§ TASK OBJECTIVE: All lines from the first one in the listing below to the one holding "## 📝 Description", inclusive, are to be copied exactly.
Content starts
PR #1666, opened 2026-03-17
feat(mcp): Refactor MCP Manager: Process Lifecycle, Resilience, and Concurrency Safety

tong3jie:
## 📝 Description

This PR addresses several critical areas in the mcp.Manager implementation, specifically focusing on resource management, process lifecycle control for Stdio servers, and concurrency safety. The refactor decouples transport logic, optimizes environment variable handling, and mitigates potential memory leaks and zombie processes.

### Key Changes
1. Process Lifecycle & Resource Safety
- Zombie Process Mitigation: Added SysProcAttr configuration to exec.Command for stdio transports. This ensures that on Unix-like systems, child processes receive a termination signal if the parent process exits unexpectedly.

- Graceful Shutdown Enhancement: Optimized the Close() method using atomic.Bool and sync.WaitGroup. The manager now ensures all in-flight tool calls are completed before closing sessions, with a built-in timeout to prevent hanging.

2. Architectural Refactoring & Abstraction
- Transport Factory Pattern: Extracted transport initialization from the monolithic ConnectServer method into private newStdioTransport and newSSETransport helpers. This separation of concerns (SoC) improves code readability and simplifies unit testing.

- Header Handling: Updated headerTransport to use Header.Add instead of Set (or vice versa based on requirement) to ensure critical default headers are not inadvertently overwritten.

3. Performance & Concurrency Optimization
- Optimized Environment Merging: Introduced godotenv utility that pre-allocates map capacity based on os.Environ(). This reduces memory allocations and redundant system calls during server startup.

- Concurrency Fixes: Identified and addressed a potential Data Race in GetServers. Added recommendations for deep-copying Tools slices to prevent external mutations from affecting the internal state of the manager.

4. Resilience Foundations
- Config Persistence: The ServerConnection now persists the config.MCPServerConfig, enabling the future implementation of automated reconnection strategies when a session is dropped.

5. Asynchronous Resilience & Health Monitoring

- Active Health Checks: Implemented a background monitor that performs periodic heartbeats using ListTools.

- Status State Machine: Introduced Online/Offline states to allow Fast-Fail mechanism in CallTool, preventing request accumulation during server downtime.

- Exponential Backoff Reconnection: Servers that fail health checks are moved to an asynchronous reconnection queue with a 1s to 16s exponential backoff strategy, ensuring self-healing without blocking the main execution thread.
## 🗣️ Type of Change
- [ ] 📖 Documentation update

## 🤖 AI Code Generation

## 🧪 Test Environment
- **Hardware:** x86
- **OS:** macos, linux

## 📸 Evidence (Optional)
<details>

</details>

## ☑️ Checklist

### DIFF
--- a/pkg/mcp/manager.go
+++ b/pkg/mcp/manager.go
@@ -1,22 +1,37 @@
 package mcp
 
 import (
-	"bufio"
+	"cmp"
 	"context"
 	"errors"
 	"fmt"
+	"maps"
 	"net/http"
-	"os"
-	"os/exec"
 	"path/filepath"
-	"strings"
 	"sync"
 	"sync/atomic"
+	"time"
 
 	"github.com/modelcontextprotocol/go-sdk/mcp"
 
 	"github.com/sipeed/picoclaw/pkg/config"
 	"github.com/sipeed/picoclaw/pkg/logger"
+)
+
+const (
+	clientName    = "picoclaw"
+	clientVersion = "1.0.0"
+
+	logModule = "mcp"
+	maxFails  = 3
+)
+
+var (
+	ErrManagerClosed = errors.New("MCP manager is closed")
+
+	ErrInvalidServerConfig = errors.New("either URL or command must be provided")
+
+	ErrStdioCommandRequired = errors.New("command is required for stdio transport")
 )
 
 // headerTransport is an http.RoundTripper that adds custom headers to requests
@@ -26,91 +41,21 @@ type headerTransport struct {
 }
 
 func (t *headerTransport) RoundTrip(req *http.Request) (*http.Response, error) {
-	// Clone the request to avoid modifying the original
 	req = req.Clone(req.Context())
-
-	// Add custom headers
 	for key, value := range t.headers {
-		req.Header.Set(key, value)
+		req.Header.Add(key, value)
 	}
+	base := cmp.Or(t.base, http.DefaultTransport)
 
-	// Use the base transport
-	base := t.base
-	if base == nil {
-		base = http.DefaultTransport
-	}
 	return base.RoundTrip(req)
-}
-
-// loadEnvFile loads environment variables from a file in .env format
-// Each line should be in the format: KEY=value
-// Lines starting with # are comments
-// Empty lines are ignored
-func loadEnvFile(path string) (map[string]string, error) {
-	file, err := os.Open(path)
-	if err != nil {
-		return nil, fmt.Errorf("failed to open env file: %w", err)
-	}
-	defer file.Close()
-
-	envVars := make(map[string]string)
-	scanner := bufio.NewScanner(file)
-	lineNum := 0
-
-	for scanner.Scan() {
-		lineNum++
-		line := strings.TrimSpace(scanner.Text())
-
-		// Skip empty lines and comments
-		if line == "" || strings.HasPrefix(line, "#") {
-			continue
-		}
-
-		// Parse KEY=value
-		parts := strings.SplitN(line, "=", 2)
-		if len(parts) != 2 {
-			return nil, fmt.Errorf("invalid format at line %d: %s", lineNum, line)
-		}
-
-		key := strings.TrimSpace(parts[0])
-		value := strings.TrimSpace(parts[1])
-
-		if key == "" {
-			return nil, fmt.Errorf("invalid format at line %d: empty key", lineNum)
-		}
-
-		// Remove surrounding quotes if present
-		if len(value) >= 2 {
-			if (value[0] == '"' && value[len(value)-1] == '"') ||
-				(value[0] == '\'' && value[len(value)-1] == '\'') {
-				value = value[1 : len(value)-1]
-			}
-		}
-
-		envVars[key] = value
-	}
-
-	if err := scanner.Err(); err != nil {
-		return nil, fmt.Errorf("error reading env file: %w", err)
-	}
-
-	return envVars, nil
-}
-
-// ServerConnection represents a connection to an MCP server
-type ServerConnection struct {
-	Name    string
-	Client  *mcp.Client
-	Session *mcp.ClientSession
-	Tools   []*mcp.Tool
 }
 
 // Manager manages multiple MCP server connections
 type Manager struct {
 	servers map[string]*ServerConnection
 	mu      sync.RWMutex
-	closed  atomic.Bool    // changed from bool to atomic.Bool to avoid TOCTOU race
-	wg      sync.WaitGroup // tracks in-flight CallTool calls
+	closed  atomic.Bool
+	wg      sync.WaitGroup
 }
 
 // NewManager creates a new MCP manager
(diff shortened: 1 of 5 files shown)


pkg/mcp/manager.go
```diff
@@ -133,64 +78,48 @@ func (m *Manager) LoadFromMCPConfig(
...
-							"server":   name,
-							"env_file": serverCfg.EnvFile,
-							"error":    err.Error(),
-						})
-					errs <- err
-					return
-				}
-				serverCfg.EnvFile = filepath.Join(workspace, serverCfg.EnvFile)
-			}
+			serverCfg.EnvFile = filepath.Join(workspace, serverCfg.EnvFile)
```
alexhoshina, line 116: `filepath.Join(workspace, serverCfg.EnvFile)` does more than just rewrite relative paths for env files. For common stdio configurations where env_file is not set, `filepath.Join("/ws", "")` becomes "**/ws**", causing `godotenv.Read` to attempt to parse the entire workspace directory as an env file, which ultimately prevents the service from starting at all.

pkg/mcp/manager.go
```diff
@@ -207,210 +136,83 @@ func (m *Manager) LoadFromMCPConfig(
...
+		}
 
-	logger.InfoCF("mcp", "MCP server initialization complete",
-		map[string]any{
+		logger.WarnCF(logModule, "Initialized with partial failures", map[string]any{
+			"failed":    len(allErrors),
 			"connected": connectedCount,
 			"total":     enabledCount,
 		})
+		return fmt.Errorf("partial MCP initialization failure: %w", err)
```
alexhoshina: Existing MCP connections should be preserved.
Currently, if any configured **MCP server** goes down, even if another one has successfully connected, it will cause all MCP tools to become completely unavailable.

pkg/mcp/manager.go
```diff
@@ -530,3 +323,100 @@ func (m *Manager) GetAllTools() map[string][]*mcp.Tool {
...
+			if attempt < len(backoff) {
+				wait = backoff[attempt]
+			}
+
+			time.Sleep(wait)
+			attempt++
+
+			logger.DebugCF("mcp", "Reconnection attempt", map[string]any{"server": name, "attempt": attempt})
+
+			err := m.ConnectServer(context.Background(), name, conn.Config)
```
alexhoshina, line 418: Stop reconnecting after the **manager** has been closed

alexhoshina (changes requested):

pkg/mcp/manager.go
tong3jie: don't think the scenario you mentioned will happen.

godotenv.Read will read file but not dir . if the path was a dir , it return error.

if the path was be "/ws",  t will be regarded as a file. 

if the file dose not exist ,that will return an  error, otherwise, it shall return empty map.

corrections are welcome .

@alexhoshina

pkg/mcp/manager.go
tong3jie: yes,  I agree with your point. 

I will fix it .

pkg/mcp/manager.go
tong3jie: thanks, you'r right.

I'll fix it.

yinwm (changes requested):
## Code Review — PR #1666

Great architectural direction. The transport factory pattern, `ServerConnection` extraction, health monitoring, and auto-reconnection are all solid improvements. However, I found **4 critical bugs** that need fixing before merge.

---

### 🔴 CRITICAL (must fix)

**C1: `filepath.Join(workspace, "")` crashes on empty EnvFile**

Already flagged by @alexhoshina but worth emphasizing severity. The original code had `if serverCfg.EnvFile != ""` guard before joining. The PR removed it, so when `EnvFile` is empty (the most common case for stdio servers):

```
filepath.Join("/workspace", "") → "/workspace"
godotenv.Read("/workspace") → attempts to read a *directory* as a file → crash
```

This breaks service startup for all stdio servers without an explicit `env_file` configured.

**Fix**: Restore the empty-value guard before calling `filepath.Join`.

---

**C2: `createTransport` uses wrong context and dummy server name**

```go
func (conn *ServerConnection) createTransport(cfg config.MCPServerConfig) (mcp.Transport, error) {
    // ...
    return conn.newSSETransport(context.Background(), "temp", cfg)
    return conn.newStdioTransport(context.Background(), "temp", cfg)
}
```

Two problems:
1. `context.Background()` instead of the caller's `ctx` — stdio child processes created via `exec.CommandContext` won't be cancelled when the original context is cancelled
2. `"temp"` as the server name — all log messages from transport creation show "temp" instead of the real server name, making debugging impossible

**Fix**: Pass `ctx` and `name` through to `createTransport` from `newServerConnection`.

---

**C3: `validateConfig` called inside the loop — O(N²) validation**

```go
for name, serverCfg := range mcpCfg.Servers {
    if !serverCfg.Enabled { continue }
    if err := m.validateConfig(mcpCfg); err != nil {  // validates ALL servers on every iteration
        return ...
    }
}
```

`validateConfig` iterates all servers in the config. Calling it inside the `for range` loop means N enabled servers → N² validation passes.

**Fix**: Call `validateConfig` once before the loop.

---

**C4: `handleServerOffline` infinite reconnection with no upper bound**

```go
go func() {
    for {
        time.Sleep(wait)
        err := m.ConnectServer(context.Background(), name, conn.Config)
        if err == nil { return }
        // ❌ no max retry limit — runs forever if server is permanently unavailable
    }
}()
```

Problems:
- No maximum retry count — if a server is permanently down, this goroutine runs forever
- Uses `context.Background()` — even after `Manager.Close()`, the goroutine continues during `time.Sleep` windows
- On reconnection success, calls `m.startMonitor(name)` which spawns yet another goroutine, potentially stacking monitors

**Fix**: Add a max retry limit (e.g., 10 attempts). Use a cancellable context tied to the manager's lifecycle. Cancel all reconnection goroutines in `Close()`.

---

### 🟡 WARNING (should fix)

**W1: `SysProcAttr{Setpgid: true}` won't compile on Windows**

`syscall.SysProcAttr` fields differ between Unix and Windows. `Setpgid` doesn't exist on Windows. Add a build tag (`//go:build !windows`) or move to a `_unix.go` file.

---

**W2: `GetServers` returns shallow copy — external code can mutate internal state**

`maps.Copy` copies the map entries (pointer values), so callers get the same `*ServerConnection` pointers. External code can directly modify `conn.Tools`, `conn.Session`, etc.

Consider returning an interface or documenting that callers must not mutate.

---

**W3: `Header.Add` vs `Header.Set` semantics change**

The PR changed from `req.Header.Set(key, value)` to `req.Header.Add(key, value)`. If the base transport or middleware already sets the same header, `Add` appends a duplicate instead of replacing. Verify this is intentional.

---

### ✅ What's done well

- **Transport factory** (`newStdioTransport` / `newSSETransport`) — clean SoC
- **ServerConnection extraction** to `server.go` — much better file organization
- **godotenv** replacing hand-rolled parser — eliminates maintenance burden
- **Health monitoring + auto-reconnect** — essential for production MCP usage
- **`Setpgid: true`** — prevents zombie stdio processes (Unix)
- **`maps.Copy`** — idiomatic Go 1.21+ patterns

---

**Summary**: Fix C1–C4 and this is a strong merge candidate. The architecture is right; these are implementation bugs that need addressing.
Content ends
§ RESPONSE:
PR #1666, opened 2026-03-17
feat(mcp): Refactor MCP Manager: Process Lifecycle, Resilience, and Concurrency Safety

tong3jie:
## 📝 Description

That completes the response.